A questo punto, interviene il figlio Riccardo che lavora nell’enoteca di famiglia.  È giovane, ma appassionato e scrupoloso nello studio di tutto quello che riguarda il Chianti, quel vino famoso in tutto il mondo  e che ha le radici in questo faz-  zoletto di terra toscana.  «Questa è la zona del Chianti classico originario, l’unico legato al territorio, alla purezza del vitigno Sangiovese. Questa è la culla del Chianti primigenio». Non a caso, il Consorzio Vino Chianti Classico è sorto proprio a Radda nel 1924 per iniziativa di 33 produttori. Oggi il loro simbolo, quello del Gallo Nero, coinvolge circa 600 aziende associate. «Per degustare il vino di alcune cantine – ci ricorda Riccardo che ne è uno degli organizzatori – il prossimo 31 maggio si apre il weekend della 19esima edizione di Radda nel Bicchiere. È un’occasione festosa per conoscere il Chianti proposto da circa 25 produttori della zona e anche per fare confronti con vini provenienti da altri Paesi».

Radda rappresenta solo l’inizio della scoperta del Chianti senese. In un raggio di pochi chilometri, si apre un mondo punteggiato da borghi fortificati   circondati dai filari delle vigne e dalle fronde argentee degli ulivi. Sono il Castello d’Albola, quello di Meleto, la Rocca di Castagnoli. Oggi sono aziende vitivinicole e, in alcuni casi, olearie. Le loro cantine, inebrianti anche solo per il profumo di uva lavorata, sono antiche e imponenti. La fragranza del pane chiantigiano, cotto nei forni a legna, diventa irresistibile se esaltata con quest’olio toscano intenso, fruttato, talvolta pungente o piccante.
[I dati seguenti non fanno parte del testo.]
PR #214, opened 2023-11-15
[TS] Add LlamaModelParser Extension

rholinshead:
[TS][WIP] Add LlamaModelParser Extension

# [TS] Add LlamaModelParser Extension

Implemented a `LlamaModelParser` extension, which supports local execution of LLaMA models in GGUF format. All GGUF LLaMA models from https://huggingface.co/TheBloke?search_models=gguf should be supported. Under the hood, this package leverages [node-llama-cpp](https://withcatai.github.io/node-llama-cpp/) for prompt execution.

By default, LlamaModelParser will look for .gguf models within `./models` folder relative to the running process. To use a different directory, specify the model directory when constructing the parser:

```
const parser = new LlamaModelParser(path.resolve('path', 'to', 'models'));
```

The directory must contain models meeting the following criteria:

- Must be valid GGUF format models with `.gguf` extension
- Name must contain the model name registered for use in the parser; e.g. `AIConfigRuntime.registerModelParser(llamaModelParser, ["llama-2-7b-chat"])` must have a `.gguf` file with name containing `llama-2-7b-chat`

We recommend downloading the models provided by TheBloke on HuggingFace: https://huggingface.co/TheBloke?search_models=gguf. For example, to download a few different models:

```
curl -L https://huggingface.co/TheBloke/Llama-2-7B-Chat-GGUF/resolve/main/llama-2-7b-chat.Q4_K_M.gguf --output ./models/llama-2-7b-chat.Q4_K_M.gguf
curl -L https://huggingface.co/TheBloke/Llama-2-13B-chat-GGUF/resolve/main/llama-2-13b-chat.Q4_K_M.gguf --output ./models/llama-2-13b-chat.Q4_K_M.gguf
curl -L https://huggingface.co/TheBloke/CodeUp-Llama-2-13B-Chat-HF-GGUF/resolve/main/codeup-llama-2-13b-chat-hf.Q4_K_M.gguf --output ./models/codeup-llama-2-13b-chat-hf.Q4_K_M.gguf
```

## Testing:
Added a cookbook example for these models and ensured correctness of responses.

TODO:
Before landing: publish the package and update the cookbook to use it instead of the local package
Asap: add callback handling

## Dev notes:
I initially tried to use `llama-node` under the hood for the completions, but ran into several issues:
- ESM usage in commonjs (resolved with `inclusion`, which is also needed for the same reason here)
- Issue with internals of LLM constructor (was saying `llm is not a constructor`)
Transitioned to using `node-llama-cpp` which seems more up-to-date / at least has no other issues besides the esm imports


cookbooks/llama/typescript/package.json
```diff
@@ -0,0 +1,15 @@
+{
+    "name": "aiconfig-extension-llama",
+    "version": "1.0.0",
+    "main": "main.ts",
+    "license": "MIT",
+    "dependencies": {
+        "aiconfig": "^1.0.2",
+        "aiconfig-extension-llama": "file:/Users/ryanholinshead/Projects/aiconfig/extensions/llama/typescript/aiconfig-extension-llama-v1.0.0.tgz"
```
saqadri, line 8: nit: note to update after publishing it

extensions/llama/typescript/llama.ts
```diff
@@ -0,0 +1,343 @@
...
+      completionParams,
+      completionParams.model
+    );
+
+    const prompt: Prompt = {
+      name: promptName,
+      input,
+      metadata: {
+        model: modelMetadata,
+        parameters: params ?? {},
```
saqadri, line 122: nit: can parameters be null? Do we need `?? {}`?

extensions/llama/typescript/llama.ts
```diff
@@ -0,0 +1,343 @@
...
+    return new LlamaChatSession({ context, conversationHistory, systemPrompt });
+  }
+
+  public serialize(
+    promptName: string,
+    data: LlamaCompletionParams,
+    aiConfig: AIConfigRuntime,
+    params?: JSONObject | undefined
+  ): Prompt | Prompt[] {
+    const { prompt: input, conversationHistory, ...completionParams } = data;
```
saqadri, line 108: Looks like `conversationHistory` isn't serialized -- should that get saved each as separate Prompt objects? I believe that's what the openai model parser does.

extensions/llama/typescript/llama.ts
```diff
@@ -0,0 +1,343 @@
+import {
```
saqadri, line 1: The functions are missing callback events.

Cose buone come i formaggi (il pecorino rosso e nero) e i salumi locali (il prosciutto, la finocchiona, il buristo, il rigatino, il salame) si sposano a luoghi di grande fascino come il Castello di Brolio, di proprietà dei Baroni Ricasoli dal 1141. Dalla sua terrazza, lo sguardo corre a perdita d’occhio sino alle torri di Siena, attraversando a volo d’uccello le colline su cui Bettino Ricasoli, detto anche il «Barone di ferro», nell’Ottocento introdusse la rotazione delle colture, come già avveniva in Inghilterra. Dai suoi esperimenti, in ambito vitivinicolo, nacque inoltre il Chianti classico, prodotto soprattutto con il Sangiovese.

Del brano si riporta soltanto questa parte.